## [ABOUT THIS TASK]
Only the lines from the top of the data through the line with "It keeps both" should be repeated, each exactly as written.
BEGIN ENTRIES PROVIDED
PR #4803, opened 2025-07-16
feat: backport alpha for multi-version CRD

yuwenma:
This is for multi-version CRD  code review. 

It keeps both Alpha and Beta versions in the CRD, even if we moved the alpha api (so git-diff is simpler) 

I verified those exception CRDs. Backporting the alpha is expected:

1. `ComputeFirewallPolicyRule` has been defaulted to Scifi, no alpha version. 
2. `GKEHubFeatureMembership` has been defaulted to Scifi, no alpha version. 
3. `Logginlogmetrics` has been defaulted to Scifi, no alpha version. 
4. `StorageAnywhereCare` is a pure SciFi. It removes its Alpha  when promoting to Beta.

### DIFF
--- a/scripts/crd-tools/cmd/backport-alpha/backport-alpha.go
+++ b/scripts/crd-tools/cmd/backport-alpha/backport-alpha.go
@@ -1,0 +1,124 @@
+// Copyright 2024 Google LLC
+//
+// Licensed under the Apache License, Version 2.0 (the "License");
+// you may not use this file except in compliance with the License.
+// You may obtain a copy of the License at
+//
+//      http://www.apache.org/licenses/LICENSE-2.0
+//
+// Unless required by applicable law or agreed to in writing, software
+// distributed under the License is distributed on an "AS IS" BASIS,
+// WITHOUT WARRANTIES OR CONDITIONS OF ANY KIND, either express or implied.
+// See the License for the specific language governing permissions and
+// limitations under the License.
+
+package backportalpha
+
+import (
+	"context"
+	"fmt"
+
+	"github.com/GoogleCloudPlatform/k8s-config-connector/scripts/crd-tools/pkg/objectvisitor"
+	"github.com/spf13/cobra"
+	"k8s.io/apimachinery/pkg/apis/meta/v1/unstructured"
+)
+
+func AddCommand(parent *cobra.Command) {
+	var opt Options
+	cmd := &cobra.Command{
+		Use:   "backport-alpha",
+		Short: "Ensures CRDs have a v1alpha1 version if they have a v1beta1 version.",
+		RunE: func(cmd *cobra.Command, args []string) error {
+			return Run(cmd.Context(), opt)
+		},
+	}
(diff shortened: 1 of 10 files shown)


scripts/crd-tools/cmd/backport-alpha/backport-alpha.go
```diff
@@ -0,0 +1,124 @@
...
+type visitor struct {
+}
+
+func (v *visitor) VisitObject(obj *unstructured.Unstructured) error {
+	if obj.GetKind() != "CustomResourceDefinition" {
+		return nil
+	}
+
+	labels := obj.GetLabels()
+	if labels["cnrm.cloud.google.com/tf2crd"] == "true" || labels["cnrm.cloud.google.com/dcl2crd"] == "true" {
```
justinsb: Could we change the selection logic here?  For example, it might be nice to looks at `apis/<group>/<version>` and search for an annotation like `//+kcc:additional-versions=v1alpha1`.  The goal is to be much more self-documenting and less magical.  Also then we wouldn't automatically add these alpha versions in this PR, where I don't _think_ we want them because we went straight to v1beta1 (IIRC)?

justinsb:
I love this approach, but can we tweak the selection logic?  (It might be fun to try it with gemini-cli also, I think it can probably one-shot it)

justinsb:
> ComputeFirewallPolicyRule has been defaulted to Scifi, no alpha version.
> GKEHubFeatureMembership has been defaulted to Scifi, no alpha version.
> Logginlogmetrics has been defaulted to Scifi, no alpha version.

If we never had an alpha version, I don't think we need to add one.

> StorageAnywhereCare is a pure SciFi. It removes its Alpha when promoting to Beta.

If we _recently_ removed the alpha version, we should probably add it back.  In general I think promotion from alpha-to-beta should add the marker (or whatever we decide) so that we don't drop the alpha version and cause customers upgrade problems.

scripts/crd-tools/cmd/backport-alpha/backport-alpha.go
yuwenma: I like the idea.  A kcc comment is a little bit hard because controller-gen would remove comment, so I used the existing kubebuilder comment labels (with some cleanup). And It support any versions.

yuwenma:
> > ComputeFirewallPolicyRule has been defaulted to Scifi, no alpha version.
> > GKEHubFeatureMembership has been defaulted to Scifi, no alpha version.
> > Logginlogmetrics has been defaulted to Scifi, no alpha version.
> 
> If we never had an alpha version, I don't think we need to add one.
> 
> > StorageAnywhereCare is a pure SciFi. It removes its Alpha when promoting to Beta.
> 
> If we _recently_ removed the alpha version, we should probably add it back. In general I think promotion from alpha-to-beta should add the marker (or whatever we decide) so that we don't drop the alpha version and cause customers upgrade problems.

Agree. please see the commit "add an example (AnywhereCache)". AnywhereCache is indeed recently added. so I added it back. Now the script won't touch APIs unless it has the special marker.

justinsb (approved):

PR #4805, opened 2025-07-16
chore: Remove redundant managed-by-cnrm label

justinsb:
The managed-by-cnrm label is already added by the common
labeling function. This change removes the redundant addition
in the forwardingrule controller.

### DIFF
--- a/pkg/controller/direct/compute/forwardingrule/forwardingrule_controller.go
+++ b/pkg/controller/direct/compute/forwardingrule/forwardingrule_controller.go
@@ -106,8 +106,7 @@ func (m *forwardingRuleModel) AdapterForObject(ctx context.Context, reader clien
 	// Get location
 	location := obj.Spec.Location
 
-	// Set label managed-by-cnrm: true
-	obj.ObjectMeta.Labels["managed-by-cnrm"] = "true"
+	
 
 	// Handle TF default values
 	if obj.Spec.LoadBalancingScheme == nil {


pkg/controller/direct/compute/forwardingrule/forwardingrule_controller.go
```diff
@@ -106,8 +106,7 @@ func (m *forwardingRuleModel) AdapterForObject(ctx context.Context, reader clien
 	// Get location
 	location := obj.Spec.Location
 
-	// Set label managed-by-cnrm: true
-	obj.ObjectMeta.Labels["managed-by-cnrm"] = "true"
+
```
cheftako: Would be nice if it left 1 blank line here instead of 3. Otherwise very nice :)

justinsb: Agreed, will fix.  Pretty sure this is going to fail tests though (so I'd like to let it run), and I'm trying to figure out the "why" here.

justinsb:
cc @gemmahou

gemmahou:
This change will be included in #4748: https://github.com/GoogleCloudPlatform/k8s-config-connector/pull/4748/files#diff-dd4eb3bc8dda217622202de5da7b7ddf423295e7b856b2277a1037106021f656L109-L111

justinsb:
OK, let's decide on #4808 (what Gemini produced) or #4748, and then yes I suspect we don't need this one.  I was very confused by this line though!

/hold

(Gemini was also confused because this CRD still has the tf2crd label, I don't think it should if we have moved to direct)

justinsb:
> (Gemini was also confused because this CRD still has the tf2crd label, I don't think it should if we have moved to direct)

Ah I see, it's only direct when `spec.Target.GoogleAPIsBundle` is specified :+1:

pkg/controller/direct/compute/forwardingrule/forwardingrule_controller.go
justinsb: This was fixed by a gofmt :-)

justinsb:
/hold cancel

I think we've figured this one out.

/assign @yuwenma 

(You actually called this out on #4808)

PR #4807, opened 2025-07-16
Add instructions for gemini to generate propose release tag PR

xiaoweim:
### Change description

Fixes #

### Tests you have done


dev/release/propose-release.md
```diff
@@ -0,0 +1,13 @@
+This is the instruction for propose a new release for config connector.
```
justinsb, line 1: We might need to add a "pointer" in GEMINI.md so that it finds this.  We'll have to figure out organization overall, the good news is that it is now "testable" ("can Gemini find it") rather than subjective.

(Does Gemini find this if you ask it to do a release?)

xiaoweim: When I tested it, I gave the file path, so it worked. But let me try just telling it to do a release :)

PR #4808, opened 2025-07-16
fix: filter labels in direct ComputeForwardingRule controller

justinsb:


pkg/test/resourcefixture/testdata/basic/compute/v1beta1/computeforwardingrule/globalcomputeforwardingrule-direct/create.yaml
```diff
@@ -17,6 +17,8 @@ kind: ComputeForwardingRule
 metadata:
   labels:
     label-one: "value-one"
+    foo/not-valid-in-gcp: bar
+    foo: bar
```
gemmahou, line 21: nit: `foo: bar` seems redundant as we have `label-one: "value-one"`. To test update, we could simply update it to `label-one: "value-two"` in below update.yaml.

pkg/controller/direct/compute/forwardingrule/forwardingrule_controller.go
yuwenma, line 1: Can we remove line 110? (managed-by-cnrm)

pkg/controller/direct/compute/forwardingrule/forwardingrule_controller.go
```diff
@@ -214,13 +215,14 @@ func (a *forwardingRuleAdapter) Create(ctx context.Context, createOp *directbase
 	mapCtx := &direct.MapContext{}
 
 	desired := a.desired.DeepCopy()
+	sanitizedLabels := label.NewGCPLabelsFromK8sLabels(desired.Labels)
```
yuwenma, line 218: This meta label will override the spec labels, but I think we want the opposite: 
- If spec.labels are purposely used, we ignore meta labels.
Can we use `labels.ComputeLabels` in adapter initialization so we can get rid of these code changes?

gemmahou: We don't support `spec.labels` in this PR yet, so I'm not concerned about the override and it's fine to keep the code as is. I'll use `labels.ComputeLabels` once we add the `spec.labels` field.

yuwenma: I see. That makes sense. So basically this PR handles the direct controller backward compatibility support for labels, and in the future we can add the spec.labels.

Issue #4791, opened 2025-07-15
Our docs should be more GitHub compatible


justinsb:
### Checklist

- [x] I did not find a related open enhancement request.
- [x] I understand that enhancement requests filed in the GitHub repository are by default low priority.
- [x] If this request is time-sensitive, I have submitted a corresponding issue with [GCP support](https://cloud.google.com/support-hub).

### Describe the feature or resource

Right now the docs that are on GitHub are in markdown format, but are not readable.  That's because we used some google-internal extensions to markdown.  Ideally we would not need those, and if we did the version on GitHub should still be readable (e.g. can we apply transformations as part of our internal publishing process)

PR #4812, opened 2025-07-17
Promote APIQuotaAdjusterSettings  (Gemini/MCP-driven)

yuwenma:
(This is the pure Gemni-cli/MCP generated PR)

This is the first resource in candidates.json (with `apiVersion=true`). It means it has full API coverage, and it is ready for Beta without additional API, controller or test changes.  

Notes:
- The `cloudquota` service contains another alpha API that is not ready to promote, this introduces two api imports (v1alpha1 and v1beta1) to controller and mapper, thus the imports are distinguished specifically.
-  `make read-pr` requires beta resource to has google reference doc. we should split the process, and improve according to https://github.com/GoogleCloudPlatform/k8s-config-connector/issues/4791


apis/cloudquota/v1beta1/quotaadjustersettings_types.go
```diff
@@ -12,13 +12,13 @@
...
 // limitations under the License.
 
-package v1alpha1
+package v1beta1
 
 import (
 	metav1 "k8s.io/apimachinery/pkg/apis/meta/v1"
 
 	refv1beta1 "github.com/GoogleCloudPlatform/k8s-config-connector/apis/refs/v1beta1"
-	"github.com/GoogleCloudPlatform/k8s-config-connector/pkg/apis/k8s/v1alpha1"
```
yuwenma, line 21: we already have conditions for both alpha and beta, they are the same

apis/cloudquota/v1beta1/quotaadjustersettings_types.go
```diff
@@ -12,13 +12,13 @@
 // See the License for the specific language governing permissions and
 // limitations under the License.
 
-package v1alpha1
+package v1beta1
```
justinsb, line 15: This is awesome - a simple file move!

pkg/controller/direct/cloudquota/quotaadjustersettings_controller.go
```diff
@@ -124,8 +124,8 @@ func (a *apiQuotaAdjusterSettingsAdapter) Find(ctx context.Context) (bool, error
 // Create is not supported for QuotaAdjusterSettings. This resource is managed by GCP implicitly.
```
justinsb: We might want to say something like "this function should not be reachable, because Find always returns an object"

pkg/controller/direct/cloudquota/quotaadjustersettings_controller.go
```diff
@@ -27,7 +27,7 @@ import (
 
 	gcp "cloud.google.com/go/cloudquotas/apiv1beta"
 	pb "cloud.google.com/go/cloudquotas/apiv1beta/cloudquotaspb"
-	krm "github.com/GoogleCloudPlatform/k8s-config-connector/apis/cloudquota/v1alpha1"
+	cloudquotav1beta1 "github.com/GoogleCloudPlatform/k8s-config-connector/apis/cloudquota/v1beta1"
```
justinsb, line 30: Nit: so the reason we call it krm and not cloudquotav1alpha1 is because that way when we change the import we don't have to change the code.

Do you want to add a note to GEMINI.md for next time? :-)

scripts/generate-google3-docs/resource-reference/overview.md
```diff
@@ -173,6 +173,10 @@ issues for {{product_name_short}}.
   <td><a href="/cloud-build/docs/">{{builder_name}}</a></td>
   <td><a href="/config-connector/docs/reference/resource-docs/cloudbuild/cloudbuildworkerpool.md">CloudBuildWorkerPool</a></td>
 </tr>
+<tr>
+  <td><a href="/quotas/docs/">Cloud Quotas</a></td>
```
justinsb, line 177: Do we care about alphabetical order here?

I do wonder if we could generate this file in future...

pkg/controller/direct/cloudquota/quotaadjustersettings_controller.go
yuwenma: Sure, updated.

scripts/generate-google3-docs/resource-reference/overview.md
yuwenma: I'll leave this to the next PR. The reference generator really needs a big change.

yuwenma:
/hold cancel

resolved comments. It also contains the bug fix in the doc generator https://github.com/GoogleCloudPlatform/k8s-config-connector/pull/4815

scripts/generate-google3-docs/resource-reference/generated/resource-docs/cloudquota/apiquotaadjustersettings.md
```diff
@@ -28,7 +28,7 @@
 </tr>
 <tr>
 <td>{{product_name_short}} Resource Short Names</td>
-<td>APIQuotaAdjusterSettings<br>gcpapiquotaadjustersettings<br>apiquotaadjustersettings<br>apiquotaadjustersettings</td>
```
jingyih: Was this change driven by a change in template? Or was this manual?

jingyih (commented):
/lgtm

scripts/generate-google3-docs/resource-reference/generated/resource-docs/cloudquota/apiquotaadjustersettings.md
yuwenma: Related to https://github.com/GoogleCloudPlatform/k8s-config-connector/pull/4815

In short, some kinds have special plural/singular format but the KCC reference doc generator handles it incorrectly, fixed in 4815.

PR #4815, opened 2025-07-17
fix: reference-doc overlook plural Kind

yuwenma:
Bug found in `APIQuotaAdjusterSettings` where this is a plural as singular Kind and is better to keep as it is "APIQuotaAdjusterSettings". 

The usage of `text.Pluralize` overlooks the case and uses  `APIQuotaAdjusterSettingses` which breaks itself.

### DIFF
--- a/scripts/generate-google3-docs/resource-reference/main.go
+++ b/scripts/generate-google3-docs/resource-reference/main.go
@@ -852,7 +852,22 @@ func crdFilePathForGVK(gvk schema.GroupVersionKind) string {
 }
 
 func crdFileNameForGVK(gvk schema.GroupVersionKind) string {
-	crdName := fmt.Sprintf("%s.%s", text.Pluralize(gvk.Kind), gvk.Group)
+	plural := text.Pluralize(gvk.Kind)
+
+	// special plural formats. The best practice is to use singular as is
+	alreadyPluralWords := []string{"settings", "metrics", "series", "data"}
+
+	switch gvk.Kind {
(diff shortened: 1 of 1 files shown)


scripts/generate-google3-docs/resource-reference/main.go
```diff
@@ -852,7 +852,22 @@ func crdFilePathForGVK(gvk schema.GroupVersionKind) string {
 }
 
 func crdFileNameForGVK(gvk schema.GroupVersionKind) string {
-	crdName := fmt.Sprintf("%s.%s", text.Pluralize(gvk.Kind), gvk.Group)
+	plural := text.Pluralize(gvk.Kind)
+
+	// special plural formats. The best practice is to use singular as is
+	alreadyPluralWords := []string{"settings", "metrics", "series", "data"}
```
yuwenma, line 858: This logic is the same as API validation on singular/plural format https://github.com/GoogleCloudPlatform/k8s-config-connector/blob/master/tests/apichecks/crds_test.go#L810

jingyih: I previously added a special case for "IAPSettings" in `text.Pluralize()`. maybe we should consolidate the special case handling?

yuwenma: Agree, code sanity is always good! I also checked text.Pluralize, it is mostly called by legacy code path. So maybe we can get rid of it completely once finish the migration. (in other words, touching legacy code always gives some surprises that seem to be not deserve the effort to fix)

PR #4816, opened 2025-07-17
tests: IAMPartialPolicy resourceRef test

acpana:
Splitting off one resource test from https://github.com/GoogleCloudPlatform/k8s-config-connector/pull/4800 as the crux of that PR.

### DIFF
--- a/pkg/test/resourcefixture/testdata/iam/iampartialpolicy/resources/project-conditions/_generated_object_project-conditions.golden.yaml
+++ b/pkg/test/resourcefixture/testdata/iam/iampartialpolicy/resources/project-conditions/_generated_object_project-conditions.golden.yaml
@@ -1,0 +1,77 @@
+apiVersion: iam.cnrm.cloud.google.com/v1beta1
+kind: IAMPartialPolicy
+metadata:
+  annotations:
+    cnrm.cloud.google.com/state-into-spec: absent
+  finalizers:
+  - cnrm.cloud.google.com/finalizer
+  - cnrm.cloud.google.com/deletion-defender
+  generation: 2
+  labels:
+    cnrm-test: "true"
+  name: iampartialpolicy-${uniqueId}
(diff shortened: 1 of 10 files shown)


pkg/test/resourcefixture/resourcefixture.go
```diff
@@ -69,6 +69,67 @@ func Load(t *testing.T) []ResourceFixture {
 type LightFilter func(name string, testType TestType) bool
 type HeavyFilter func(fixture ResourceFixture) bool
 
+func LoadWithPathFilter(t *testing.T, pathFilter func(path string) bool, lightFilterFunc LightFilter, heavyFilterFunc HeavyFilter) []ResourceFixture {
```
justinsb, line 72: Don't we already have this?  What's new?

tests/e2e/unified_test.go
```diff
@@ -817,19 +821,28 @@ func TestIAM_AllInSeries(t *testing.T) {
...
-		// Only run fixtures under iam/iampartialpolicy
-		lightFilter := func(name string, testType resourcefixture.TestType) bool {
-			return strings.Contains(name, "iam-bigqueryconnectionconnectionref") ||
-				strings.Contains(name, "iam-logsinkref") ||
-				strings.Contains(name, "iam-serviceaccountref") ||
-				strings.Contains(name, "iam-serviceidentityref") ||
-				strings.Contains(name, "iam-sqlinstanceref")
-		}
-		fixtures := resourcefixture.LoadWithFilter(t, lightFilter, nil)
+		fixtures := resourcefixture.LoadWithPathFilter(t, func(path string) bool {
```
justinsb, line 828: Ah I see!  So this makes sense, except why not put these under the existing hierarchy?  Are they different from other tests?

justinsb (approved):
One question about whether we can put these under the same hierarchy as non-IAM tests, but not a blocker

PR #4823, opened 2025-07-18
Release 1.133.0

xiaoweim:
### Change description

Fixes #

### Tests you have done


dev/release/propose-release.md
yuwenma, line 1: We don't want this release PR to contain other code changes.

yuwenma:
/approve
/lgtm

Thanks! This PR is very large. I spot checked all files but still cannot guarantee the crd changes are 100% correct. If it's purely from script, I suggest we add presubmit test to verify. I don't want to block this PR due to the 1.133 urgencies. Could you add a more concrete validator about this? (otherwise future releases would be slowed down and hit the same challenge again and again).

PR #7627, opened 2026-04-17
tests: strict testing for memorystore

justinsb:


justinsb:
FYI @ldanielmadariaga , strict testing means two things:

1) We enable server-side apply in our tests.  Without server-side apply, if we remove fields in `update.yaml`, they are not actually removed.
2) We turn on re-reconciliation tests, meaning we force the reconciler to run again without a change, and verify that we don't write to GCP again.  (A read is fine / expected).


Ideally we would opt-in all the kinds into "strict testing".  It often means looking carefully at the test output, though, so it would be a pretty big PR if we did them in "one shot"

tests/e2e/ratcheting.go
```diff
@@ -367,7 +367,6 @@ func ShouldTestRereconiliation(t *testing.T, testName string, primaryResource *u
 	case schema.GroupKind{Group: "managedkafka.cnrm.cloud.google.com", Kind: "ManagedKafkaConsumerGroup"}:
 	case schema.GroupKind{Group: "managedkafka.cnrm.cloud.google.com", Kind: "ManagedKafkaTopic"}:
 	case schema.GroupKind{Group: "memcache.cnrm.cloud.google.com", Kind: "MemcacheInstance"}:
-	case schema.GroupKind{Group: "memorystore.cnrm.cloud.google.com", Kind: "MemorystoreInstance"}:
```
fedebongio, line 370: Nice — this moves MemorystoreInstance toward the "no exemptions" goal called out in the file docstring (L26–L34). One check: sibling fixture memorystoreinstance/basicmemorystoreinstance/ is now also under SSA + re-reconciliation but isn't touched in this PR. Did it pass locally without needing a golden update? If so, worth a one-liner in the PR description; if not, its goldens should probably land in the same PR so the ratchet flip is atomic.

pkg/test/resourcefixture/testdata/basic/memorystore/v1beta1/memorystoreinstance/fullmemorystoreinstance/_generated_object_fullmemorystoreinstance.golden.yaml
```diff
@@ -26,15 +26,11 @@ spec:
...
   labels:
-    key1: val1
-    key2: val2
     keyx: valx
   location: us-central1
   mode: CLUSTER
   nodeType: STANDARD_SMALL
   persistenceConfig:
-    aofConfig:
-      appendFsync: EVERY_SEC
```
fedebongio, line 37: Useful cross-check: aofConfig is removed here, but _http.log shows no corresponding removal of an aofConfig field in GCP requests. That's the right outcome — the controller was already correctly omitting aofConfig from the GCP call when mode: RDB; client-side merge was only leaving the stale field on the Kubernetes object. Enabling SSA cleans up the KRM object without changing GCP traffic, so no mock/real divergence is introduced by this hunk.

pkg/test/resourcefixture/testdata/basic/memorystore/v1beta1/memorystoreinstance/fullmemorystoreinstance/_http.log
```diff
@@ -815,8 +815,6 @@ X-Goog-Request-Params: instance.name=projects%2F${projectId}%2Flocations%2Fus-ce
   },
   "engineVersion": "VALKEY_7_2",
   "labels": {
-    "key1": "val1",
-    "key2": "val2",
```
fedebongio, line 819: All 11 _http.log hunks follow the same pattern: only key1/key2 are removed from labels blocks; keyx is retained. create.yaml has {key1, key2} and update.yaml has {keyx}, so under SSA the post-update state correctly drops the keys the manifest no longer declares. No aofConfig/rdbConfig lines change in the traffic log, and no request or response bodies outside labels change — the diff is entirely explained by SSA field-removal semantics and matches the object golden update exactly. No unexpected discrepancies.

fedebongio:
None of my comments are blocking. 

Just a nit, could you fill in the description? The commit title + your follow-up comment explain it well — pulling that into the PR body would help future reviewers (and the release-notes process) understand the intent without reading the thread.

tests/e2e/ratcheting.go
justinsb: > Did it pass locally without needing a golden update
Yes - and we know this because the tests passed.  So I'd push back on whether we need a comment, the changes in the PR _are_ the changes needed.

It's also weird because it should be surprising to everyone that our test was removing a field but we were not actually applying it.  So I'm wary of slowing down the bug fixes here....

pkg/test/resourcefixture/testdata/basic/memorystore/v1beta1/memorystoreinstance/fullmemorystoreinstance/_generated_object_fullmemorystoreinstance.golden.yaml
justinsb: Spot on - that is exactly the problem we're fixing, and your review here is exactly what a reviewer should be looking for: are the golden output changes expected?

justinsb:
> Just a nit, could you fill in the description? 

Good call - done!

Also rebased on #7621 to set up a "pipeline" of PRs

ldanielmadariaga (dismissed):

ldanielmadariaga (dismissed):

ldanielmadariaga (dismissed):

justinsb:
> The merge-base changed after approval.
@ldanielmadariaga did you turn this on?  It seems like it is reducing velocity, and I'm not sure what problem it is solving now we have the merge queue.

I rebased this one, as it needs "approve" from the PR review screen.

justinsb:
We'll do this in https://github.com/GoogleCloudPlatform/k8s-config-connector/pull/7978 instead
END ENTRIES PROVIDED
## [RESULT]
PR #4803, opened 2025-07-16
feat: backport alpha for multi-version CRD

yuwenma:
This is for multi-version CRD  code review. 

It keeps both Alpha and Beta versions in the CRD, even if we moved the alpha api (so git-diff is simpler) 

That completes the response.